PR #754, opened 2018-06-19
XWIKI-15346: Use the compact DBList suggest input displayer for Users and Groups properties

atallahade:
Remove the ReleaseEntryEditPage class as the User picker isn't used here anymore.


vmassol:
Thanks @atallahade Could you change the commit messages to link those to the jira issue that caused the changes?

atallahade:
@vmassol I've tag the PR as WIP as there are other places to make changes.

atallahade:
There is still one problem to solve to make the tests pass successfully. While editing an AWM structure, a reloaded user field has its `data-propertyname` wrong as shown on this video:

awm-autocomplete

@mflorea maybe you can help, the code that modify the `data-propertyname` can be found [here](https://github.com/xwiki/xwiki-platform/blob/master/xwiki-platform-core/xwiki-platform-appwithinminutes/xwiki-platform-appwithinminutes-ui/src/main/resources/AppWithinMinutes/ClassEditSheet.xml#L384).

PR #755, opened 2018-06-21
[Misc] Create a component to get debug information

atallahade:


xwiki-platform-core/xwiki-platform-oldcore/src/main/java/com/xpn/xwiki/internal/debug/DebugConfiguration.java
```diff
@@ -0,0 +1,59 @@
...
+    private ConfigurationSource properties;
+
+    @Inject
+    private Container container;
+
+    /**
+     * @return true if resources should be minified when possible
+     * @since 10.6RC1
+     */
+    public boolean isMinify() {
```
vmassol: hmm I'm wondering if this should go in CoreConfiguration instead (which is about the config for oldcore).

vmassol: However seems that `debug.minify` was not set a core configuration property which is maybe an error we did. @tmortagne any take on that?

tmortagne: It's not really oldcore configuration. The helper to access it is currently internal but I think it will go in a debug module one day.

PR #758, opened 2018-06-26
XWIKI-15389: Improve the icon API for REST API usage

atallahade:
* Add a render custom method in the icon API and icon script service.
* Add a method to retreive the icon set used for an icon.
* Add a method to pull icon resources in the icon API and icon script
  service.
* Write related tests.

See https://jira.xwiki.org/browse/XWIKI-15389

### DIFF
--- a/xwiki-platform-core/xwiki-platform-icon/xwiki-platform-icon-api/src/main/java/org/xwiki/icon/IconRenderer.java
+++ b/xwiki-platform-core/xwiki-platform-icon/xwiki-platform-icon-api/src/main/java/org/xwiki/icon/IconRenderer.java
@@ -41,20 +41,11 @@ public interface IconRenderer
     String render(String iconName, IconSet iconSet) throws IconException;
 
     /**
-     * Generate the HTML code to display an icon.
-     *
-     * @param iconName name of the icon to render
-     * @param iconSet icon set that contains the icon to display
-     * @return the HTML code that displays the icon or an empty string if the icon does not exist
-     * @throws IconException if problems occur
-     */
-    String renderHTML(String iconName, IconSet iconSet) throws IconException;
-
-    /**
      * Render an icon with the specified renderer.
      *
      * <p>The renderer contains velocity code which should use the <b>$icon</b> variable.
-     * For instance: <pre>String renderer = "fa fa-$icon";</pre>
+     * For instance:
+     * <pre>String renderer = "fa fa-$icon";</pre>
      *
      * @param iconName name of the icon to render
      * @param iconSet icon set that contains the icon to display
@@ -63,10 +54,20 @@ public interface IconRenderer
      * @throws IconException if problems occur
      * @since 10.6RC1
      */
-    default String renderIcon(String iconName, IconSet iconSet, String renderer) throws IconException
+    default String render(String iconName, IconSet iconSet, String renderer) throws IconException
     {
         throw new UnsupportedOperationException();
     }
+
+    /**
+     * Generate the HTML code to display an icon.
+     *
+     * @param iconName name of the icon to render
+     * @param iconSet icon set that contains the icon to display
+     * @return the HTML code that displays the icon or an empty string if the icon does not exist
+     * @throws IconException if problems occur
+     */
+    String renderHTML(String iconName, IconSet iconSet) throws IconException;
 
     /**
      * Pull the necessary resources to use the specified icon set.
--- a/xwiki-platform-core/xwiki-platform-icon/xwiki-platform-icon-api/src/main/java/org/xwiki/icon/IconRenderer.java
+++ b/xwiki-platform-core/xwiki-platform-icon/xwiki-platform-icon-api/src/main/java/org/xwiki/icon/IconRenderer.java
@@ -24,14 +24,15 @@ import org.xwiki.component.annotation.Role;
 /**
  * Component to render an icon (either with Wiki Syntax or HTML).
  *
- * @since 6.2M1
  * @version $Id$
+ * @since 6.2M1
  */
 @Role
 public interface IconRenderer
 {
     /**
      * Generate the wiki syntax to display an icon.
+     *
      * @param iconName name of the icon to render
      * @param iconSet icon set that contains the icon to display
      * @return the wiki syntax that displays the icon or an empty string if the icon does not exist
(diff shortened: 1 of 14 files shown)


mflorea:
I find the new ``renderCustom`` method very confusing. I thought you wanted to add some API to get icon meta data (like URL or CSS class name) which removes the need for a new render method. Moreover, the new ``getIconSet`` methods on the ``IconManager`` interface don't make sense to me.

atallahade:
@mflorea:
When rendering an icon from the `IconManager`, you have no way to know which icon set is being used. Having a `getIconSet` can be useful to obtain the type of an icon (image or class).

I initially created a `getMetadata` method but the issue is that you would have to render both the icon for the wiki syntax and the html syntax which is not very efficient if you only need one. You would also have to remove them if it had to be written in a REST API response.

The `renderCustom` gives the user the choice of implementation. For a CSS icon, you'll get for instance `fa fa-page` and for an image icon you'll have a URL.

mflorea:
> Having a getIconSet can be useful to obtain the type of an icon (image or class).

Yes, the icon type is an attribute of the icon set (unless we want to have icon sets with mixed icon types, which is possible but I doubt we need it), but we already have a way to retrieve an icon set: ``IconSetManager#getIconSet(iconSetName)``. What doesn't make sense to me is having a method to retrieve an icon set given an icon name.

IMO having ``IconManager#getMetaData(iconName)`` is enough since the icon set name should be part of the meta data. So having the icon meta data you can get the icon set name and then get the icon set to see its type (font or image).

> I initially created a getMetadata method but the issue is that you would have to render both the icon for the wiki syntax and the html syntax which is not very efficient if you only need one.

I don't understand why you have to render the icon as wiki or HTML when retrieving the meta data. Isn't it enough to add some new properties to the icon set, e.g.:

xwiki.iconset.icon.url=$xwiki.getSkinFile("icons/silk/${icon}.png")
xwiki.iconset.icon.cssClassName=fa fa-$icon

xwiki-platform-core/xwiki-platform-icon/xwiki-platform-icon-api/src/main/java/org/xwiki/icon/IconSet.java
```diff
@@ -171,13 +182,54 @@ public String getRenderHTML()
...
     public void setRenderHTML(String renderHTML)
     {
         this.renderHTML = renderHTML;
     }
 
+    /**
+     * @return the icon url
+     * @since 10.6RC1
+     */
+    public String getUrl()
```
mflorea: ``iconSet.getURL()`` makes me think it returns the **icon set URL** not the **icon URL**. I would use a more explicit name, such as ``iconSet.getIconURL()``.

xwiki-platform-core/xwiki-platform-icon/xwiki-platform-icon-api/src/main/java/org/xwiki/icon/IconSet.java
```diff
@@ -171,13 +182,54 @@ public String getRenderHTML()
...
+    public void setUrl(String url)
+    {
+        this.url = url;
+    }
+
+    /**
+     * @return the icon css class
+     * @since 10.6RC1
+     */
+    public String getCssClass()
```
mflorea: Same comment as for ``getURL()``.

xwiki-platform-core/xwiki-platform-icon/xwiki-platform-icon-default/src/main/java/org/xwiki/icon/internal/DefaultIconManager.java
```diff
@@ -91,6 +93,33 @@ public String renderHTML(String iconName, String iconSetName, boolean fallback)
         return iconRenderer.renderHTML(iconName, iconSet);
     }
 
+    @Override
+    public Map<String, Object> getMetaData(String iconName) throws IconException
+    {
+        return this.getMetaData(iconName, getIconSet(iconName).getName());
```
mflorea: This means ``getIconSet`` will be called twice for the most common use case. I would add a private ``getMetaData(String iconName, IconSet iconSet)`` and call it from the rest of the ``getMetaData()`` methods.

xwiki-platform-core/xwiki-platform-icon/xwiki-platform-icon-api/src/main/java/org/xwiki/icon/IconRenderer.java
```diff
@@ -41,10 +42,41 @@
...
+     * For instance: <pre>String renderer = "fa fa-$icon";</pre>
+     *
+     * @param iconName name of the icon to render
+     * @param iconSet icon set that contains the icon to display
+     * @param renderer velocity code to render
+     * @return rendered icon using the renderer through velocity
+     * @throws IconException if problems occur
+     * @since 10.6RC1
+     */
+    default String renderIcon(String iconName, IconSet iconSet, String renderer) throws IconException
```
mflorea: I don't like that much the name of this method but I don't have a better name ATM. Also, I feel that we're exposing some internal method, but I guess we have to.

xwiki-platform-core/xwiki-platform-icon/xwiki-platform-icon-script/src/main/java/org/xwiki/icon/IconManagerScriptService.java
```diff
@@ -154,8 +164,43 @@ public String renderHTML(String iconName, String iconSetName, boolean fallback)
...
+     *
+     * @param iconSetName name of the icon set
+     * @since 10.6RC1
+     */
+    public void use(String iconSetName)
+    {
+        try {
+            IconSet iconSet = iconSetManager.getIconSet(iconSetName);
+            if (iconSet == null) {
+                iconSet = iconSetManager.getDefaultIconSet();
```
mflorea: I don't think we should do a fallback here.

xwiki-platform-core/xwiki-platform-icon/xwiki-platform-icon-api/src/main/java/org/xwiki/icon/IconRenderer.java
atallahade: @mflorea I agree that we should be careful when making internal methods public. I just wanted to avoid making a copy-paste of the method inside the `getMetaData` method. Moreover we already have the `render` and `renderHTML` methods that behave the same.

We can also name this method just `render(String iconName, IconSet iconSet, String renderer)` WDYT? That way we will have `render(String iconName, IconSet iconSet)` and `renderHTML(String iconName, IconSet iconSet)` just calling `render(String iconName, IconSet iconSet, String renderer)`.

◇ ◇ ◇ ◇ ◇ ◇ ◇

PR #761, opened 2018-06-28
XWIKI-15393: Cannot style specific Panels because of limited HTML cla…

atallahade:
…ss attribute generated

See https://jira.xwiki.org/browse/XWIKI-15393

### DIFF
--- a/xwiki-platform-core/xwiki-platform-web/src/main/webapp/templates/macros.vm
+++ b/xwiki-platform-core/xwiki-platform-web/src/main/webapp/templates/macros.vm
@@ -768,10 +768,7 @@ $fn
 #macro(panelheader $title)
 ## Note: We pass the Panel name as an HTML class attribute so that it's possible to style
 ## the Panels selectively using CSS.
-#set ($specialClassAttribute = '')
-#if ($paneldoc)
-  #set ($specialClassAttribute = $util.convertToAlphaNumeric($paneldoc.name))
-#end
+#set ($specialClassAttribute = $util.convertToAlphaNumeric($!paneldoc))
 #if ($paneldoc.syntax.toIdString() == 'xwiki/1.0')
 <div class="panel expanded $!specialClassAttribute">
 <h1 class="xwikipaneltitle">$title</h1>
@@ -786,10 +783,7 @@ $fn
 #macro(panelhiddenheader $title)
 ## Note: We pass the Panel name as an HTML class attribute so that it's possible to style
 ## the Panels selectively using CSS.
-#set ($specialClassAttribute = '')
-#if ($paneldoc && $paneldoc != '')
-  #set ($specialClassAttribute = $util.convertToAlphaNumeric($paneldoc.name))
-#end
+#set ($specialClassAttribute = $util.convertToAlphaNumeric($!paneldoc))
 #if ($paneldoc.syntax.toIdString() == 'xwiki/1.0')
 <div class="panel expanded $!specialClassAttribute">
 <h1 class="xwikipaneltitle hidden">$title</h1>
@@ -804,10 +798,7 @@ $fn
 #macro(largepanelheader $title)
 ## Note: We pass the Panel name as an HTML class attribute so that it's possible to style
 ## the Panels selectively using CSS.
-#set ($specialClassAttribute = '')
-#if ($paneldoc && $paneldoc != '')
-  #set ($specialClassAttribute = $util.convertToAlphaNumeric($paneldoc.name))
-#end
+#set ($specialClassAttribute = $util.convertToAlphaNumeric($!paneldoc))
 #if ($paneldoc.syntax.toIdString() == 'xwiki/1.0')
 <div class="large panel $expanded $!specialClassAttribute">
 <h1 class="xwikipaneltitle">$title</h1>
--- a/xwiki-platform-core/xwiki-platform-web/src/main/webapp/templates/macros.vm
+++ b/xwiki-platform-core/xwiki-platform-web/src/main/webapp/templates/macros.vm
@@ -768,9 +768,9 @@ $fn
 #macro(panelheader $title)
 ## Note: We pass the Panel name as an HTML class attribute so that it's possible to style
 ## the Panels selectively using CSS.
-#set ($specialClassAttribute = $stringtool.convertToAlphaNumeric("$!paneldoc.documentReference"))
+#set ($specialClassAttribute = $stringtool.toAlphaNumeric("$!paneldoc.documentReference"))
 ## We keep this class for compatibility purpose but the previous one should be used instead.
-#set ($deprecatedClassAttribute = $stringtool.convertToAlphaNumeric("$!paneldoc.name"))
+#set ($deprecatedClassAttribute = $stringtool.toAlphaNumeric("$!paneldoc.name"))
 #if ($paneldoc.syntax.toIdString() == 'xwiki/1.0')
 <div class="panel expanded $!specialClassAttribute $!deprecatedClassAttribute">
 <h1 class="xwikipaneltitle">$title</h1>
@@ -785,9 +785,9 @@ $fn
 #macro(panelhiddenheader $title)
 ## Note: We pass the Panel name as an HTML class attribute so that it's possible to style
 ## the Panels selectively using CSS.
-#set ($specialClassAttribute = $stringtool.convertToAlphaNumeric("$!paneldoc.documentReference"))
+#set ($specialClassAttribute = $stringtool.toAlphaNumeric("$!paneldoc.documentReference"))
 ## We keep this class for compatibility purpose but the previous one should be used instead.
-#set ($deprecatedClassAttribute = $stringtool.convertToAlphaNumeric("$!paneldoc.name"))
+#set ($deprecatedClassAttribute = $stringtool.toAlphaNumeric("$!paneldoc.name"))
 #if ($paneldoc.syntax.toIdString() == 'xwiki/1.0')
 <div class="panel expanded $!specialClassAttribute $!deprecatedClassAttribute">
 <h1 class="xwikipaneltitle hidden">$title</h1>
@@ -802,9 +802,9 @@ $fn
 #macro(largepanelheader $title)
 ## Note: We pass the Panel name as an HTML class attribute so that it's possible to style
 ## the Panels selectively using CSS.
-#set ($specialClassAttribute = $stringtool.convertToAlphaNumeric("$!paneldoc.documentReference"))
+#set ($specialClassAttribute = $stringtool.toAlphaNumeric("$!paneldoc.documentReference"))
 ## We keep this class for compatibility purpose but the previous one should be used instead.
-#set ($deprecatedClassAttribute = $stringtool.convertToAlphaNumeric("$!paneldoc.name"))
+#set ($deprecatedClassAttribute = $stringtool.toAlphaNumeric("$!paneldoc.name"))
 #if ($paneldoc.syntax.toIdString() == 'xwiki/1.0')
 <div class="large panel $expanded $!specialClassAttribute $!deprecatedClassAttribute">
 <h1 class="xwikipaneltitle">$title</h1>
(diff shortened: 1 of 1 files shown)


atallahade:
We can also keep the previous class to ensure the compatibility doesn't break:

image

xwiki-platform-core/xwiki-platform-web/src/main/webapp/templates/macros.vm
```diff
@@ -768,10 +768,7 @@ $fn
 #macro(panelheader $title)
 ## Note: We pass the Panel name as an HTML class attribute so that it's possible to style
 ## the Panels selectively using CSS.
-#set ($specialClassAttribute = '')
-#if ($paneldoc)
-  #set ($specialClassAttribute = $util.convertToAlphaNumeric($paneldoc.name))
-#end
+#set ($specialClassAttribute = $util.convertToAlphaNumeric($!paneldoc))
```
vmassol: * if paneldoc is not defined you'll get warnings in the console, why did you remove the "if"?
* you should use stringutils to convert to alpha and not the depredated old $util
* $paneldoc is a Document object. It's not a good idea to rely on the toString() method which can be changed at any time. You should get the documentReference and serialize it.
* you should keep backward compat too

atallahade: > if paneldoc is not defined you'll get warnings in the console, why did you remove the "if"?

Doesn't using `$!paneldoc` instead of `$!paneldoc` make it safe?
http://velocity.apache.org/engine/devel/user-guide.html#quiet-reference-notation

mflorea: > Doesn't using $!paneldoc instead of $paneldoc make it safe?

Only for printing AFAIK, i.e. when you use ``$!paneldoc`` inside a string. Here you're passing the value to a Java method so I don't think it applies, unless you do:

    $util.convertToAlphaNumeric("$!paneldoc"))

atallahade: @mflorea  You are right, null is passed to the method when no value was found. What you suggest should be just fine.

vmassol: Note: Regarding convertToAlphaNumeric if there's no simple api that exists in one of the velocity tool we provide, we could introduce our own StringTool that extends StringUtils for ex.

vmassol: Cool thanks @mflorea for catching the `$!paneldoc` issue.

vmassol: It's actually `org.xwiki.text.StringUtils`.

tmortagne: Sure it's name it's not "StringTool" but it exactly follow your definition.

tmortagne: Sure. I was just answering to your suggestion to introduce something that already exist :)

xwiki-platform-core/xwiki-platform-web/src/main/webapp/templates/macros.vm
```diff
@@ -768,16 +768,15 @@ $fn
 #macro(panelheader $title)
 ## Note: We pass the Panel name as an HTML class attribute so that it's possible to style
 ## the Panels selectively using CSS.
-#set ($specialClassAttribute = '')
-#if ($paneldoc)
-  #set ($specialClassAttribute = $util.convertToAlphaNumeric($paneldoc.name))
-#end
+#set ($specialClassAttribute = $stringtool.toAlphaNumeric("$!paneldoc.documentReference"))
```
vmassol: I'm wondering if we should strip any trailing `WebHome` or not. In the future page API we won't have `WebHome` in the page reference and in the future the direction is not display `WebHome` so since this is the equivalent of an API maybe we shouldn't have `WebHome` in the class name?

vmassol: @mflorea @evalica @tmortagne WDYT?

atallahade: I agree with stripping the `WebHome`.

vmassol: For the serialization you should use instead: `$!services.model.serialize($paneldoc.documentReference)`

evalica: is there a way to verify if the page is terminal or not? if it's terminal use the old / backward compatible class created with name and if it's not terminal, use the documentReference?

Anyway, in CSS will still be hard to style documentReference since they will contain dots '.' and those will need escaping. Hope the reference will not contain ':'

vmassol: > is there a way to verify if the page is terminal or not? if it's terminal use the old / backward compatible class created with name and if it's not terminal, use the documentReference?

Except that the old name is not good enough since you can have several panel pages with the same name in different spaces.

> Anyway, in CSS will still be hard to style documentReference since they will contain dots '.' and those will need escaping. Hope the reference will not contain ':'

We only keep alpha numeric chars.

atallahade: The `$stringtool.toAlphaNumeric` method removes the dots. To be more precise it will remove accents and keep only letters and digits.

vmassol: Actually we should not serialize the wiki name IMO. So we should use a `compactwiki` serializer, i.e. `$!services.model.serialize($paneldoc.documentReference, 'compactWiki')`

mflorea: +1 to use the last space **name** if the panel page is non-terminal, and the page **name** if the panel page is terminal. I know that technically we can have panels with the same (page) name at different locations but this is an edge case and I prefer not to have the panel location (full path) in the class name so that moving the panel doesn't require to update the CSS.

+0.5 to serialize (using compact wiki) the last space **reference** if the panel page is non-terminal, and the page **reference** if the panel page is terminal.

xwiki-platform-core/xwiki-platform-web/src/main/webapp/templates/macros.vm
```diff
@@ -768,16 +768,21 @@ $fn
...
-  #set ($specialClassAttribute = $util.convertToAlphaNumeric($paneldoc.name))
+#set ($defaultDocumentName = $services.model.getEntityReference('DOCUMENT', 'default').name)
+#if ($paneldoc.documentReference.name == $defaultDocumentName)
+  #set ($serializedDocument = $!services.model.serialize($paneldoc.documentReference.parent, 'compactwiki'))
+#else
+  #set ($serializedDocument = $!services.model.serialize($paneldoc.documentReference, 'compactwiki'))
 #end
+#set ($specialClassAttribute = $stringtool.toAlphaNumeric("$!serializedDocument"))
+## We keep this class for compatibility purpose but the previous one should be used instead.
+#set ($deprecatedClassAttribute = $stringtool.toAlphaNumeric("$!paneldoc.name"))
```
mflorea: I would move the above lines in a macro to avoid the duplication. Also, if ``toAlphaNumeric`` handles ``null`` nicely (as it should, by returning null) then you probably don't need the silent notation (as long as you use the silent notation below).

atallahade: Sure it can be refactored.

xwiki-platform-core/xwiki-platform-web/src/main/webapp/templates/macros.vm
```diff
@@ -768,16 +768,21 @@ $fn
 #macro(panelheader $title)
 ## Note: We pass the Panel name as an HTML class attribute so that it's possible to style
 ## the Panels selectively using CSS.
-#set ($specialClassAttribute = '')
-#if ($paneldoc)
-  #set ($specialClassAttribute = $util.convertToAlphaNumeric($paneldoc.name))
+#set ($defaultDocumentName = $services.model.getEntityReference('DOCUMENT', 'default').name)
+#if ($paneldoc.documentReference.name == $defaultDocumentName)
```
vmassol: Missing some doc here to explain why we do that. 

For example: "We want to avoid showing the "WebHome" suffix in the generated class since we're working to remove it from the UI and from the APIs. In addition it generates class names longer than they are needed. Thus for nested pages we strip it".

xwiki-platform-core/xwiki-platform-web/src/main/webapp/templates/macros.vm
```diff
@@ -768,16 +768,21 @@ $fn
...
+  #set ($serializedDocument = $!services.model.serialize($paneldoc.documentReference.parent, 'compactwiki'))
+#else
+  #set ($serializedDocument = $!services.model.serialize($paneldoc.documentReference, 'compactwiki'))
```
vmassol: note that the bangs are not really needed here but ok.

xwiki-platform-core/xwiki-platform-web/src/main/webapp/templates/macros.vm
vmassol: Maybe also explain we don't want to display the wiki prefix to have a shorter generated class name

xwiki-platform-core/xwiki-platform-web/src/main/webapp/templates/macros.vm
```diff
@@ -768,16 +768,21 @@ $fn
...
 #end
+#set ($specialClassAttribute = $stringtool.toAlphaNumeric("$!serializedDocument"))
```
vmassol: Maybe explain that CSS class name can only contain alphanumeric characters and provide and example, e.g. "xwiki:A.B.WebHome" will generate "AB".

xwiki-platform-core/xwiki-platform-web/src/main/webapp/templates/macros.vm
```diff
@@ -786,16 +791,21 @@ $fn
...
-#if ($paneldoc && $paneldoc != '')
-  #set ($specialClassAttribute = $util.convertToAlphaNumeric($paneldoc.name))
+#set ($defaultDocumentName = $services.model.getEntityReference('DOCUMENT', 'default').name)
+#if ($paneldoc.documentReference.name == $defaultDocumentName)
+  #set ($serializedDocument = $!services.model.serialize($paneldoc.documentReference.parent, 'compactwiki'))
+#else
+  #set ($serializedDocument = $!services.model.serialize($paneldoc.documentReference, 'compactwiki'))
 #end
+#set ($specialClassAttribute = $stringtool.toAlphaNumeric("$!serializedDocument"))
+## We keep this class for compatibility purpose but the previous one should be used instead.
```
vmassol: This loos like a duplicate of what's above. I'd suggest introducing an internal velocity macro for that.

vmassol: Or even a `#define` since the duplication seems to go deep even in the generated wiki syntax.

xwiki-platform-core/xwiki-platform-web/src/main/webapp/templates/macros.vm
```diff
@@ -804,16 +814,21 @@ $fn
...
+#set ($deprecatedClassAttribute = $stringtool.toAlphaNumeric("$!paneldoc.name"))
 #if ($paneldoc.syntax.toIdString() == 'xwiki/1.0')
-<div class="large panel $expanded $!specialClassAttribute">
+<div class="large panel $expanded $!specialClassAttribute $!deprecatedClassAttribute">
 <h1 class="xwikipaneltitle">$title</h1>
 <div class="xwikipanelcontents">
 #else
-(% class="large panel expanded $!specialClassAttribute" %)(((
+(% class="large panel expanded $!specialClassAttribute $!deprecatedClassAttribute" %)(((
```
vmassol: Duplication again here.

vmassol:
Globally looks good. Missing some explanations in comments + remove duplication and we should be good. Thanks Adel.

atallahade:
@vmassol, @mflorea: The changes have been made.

◇ ◇ ◇ ◇ ◇ ◇ ◇

Output the lines above exactly, but only those between the line holding "PR #754, opened 2018-06-19" and the line holding "vmassol: hmm I'm", inclusive.

> _YOUR SOLUTION_
PR #754, opened 2018-06-19
XWIKI-15346: Use the compact DBList suggest input displayer for Users and Groups properties

atallahade:
Remove the ReleaseEntryEditPage class as the User picker isn't used here anymore.


vmassol:
Thanks @atallahade Could you change the commit messages to link those to the jira issue that caused the changes?

atallahade:
@vmassol I've tag the PR as WIP as there are other places to make changes.

atallahade:
There is still one problem to solve to make the tests pass successfully. While editing an AWM structure, a reloaded user field has its `data-propertyname` wrong as shown on this video:

awm-autocomplete

@mflorea maybe you can help, the code that modify the `data-propertyname` can be found [here](https://github.com/xwiki/xwiki-platform/blob/master/xwiki-platform-core/xwiki-platform-appwithinminutes/xwiki-platform-appwithinminutes-ui/src/main/resources/AppWithinMinutes/ClassEditSheet.xml#L384).

PR #755, opened 2018-06-21
[Misc] Create a component to get debug information

atallahade:


xwiki-platform-core/xwiki-platform-oldcore/src/main/java/com/xpn/xwiki/internal/debug/DebugConfiguration.java
```diff
@@ -0,0 +1,59 @@
...
+    private ConfigurationSource properties;
+
+    @Inject
+    private Container container;
+
+    /**
+     * @return true if resources should be minified when possible
+     * @since 10.6RC1
+     */
+    public boolean isMinify() {
```
vmassol: hmm I'm wondering if this should go in CoreConfiguration instead (which is about the config for oldcore).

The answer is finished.